Of the first round candidates, the only person with diplomatic experience comparable to Havel’s is his long-term adversary Václav Klaus. Though well known in the international domain, he is not exactly the world’s darling, though he did become Margaret Thatcher’s little plaything (she was on her way into retirement by then, however). During his long reign as Czech Prime Minister, the liberal economy ideologue became infamous for his scathing and arrogant comments concerning the European Union, for example. German Chance-llor Helmut Kohl had an antipathy towards him that bordered on aversion, though apparently Klaus did not reciprocate this.

If Klaus has at times lacked diplomatic sensitivity, Milo Zeman, the man who replaced him as premier, has been a walking disaster zone. On an official state visit to Israel last year, he gave a landmine of an interview to a major newspaper. Zeman compared the Palestinians to the Sudeten Germans at the end of World War II, essentially suggesting that the Palestinians should share their fate (in a period of Czech history most would like to forget, the Sudeten Germans were driven out of Czechoslovakia with more than just reasonable force). When asked whether he means to compare Arafat with Hitler, he replied: “Of course.” He went on to say: “It is not my task to evaluate Arafat, but whoever supports terrorism...is in my eyes a terrorist.” Zeman said later that his words had been misconstrued, possibly because a full stop had been made after the words “of course.”

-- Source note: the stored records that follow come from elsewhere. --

Issue #1091, opened 2026-08-05
flaky: otlp-http exporter test asserts receiver.received is empty while a retry may still be in flight


ahhrealmonster:
`packages/core/src/telemetry/exporter/otlp-http.test.ts` →
**"drops the batch after 3 failed attempts and warns once"** fails
intermittently on unchanged code. Two consecutive runs, same commit, no edits
between them:

```
$ npx vitest run src/telemetry/exporter/otlp-http.test.ts
 Tests  6 passed (6)                      # 523ms

$ npx vitest run src/telemetry/exporter/otlp-http.test.ts
 Tests  1 failed | 5 passed (6)           # 2.47s
```

The failing assertion is the last line, `expect(receiver.received).toHaveLength(0)`
(around line 149).

## Likely cause

The test mixes fake timers with a **real** HTTP receiver:

```ts
vi.useFakeTimers({ shouldAdvanceTime: true, shouldClearNativeTimers: false });
// ...advance 1s/2s/4s twice to burn the retry backoff...
vi.useRealTimers();

await vi.waitFor(() => expect(warn).toHaveBeenCalledTimes(1), { timeout: 2000 });
expect(receiver.received).toHaveLength(0);
```

Timer advancement is synchronous but the retry POSTs are not — they are in flight
against a real socket. Once `useRealTimers()` restores the clock, an
already-dispatched retry can still land on the receiver, so `received` picks up an
entry and the length-0 assertion fails. The 523ms-vs-2.47s duration split matches
that reading: the slow run is the one where a request was still outstanding. The
2.47s run is also suspiciously close to the `waitFor` 2000ms timeout, so the
`warn` assertion may be racing too.

The assertion is checking the right property — a dropped batch must not reach the
collector — it just cannot be evaluated at a moment when delivery is still
possible.

## Suggested fix

Make the "no delivery happened" claim deterministic rather than time-bounded:

- await quiescence explicitly (drain the exporter's in-flight promises, or expose a
  test seam that resolves when the retry chain has terminated) before asserting on
  `receiver.received`; or
- assert on the receiver's **request count observed by the exporter** (attempts
  made, all 503) rather than on payloads accepted, so a late arrival cannot change
  the answer; or
- serve the 503s from a fake transport instead of a real socket in this test, and
  keep the real-receiver coverage in the happy-path tests where delivery is the
  thing under test.

Found while running the core suite for an unrelated change
(#1084 / the check-security scan-surface fix); my diff does not touch
[...]

PR #1093, opened 2026-08-05
fix(security): check-security scans no .mjs/.cjs — and a zero-file scan prints as a pass

### LINKED ISSUE #1084: check-security scans no .mjs — an ESM-only repo gets a green gate that read ~none of its code, and a zero denominator prints as a pass
## Summary

`harness check-security` never scans `.mjs` files. Its file glob is

```
**/*.{ts,tsx,js,jsx,go,py,java,rb}
```

(`dist/chunk-VMAJGAFL.js` in `@harness-engineering/cli@10.2.0`; the sibling glob
adds `sh` and still omits `mjs`). Any repo whose executable surface is ESM
`.mjs` therefore gets a **green security gate that scanned essentially none of
its own code** — and green-because-empty is indistinguishable from green-because-clean
in the current output.

## Reproduction

Same two secrets, three extensions, same directory:

```js
// scripts/_probe.ts   AND   scripts/_probe.mjs
export const k = 'AKIAIOSFODNN7EXAMPLE'; // SEC-SEC-001
export const api_key = 'abcdef1234567890'; // SEC-SEC-002
```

It was not the first of Zeman’s diplomatic howlers. He once used the word “idiots” in connection with Austrians voting against the completion of the Temelín nuclear power plant. From a PR point of view, the prospect of Zeman at the helm of the Castle is a frightening one indeed.

Probably the most controversial subject during Havel’s time in office has been the granting of presidential pardons. Though many of his pardons have made good sense, in the recent pre-Christmas batch Havel suspended the prison sentences of two drunk-drivers and a policeman who embezzled money from a pensioner. Bure has given assurances that he “would not give any pardons without consulting the Minister of Justice.” He is himself a former Justice Minister. As usual, Pithart has been ambiguous on the subject, saying: “it’s hard to say in advance what changes could be made.” Klaus told Lidové Noviny that he considers it “necessary to limit the number of pardons granted through a change of legislation and a change in the behaviour of the president.”

The issue of pardons is one that is related to the scope of presidential powers in general. None of the candidates have so far been bold enough to suggest that these should be extended. In an interview for MF DNES, Klaus said: “I state categorically: even though many try to say that I think otherwise, I don’t think that there should be any strengthening of presidential powers. I really am an advocate of the key role of the Prime Minister. In fact I think that in our country the president has more functions and powers than he should in a non-presidential system.” On a more specific note, Bure said that he “would consult with the Government before appointing the Governor General of the Czech National Bank.” Pithart said “consultations should go on until agreement is reached.” In his case, though, it could turn out to be a rather lengthy process.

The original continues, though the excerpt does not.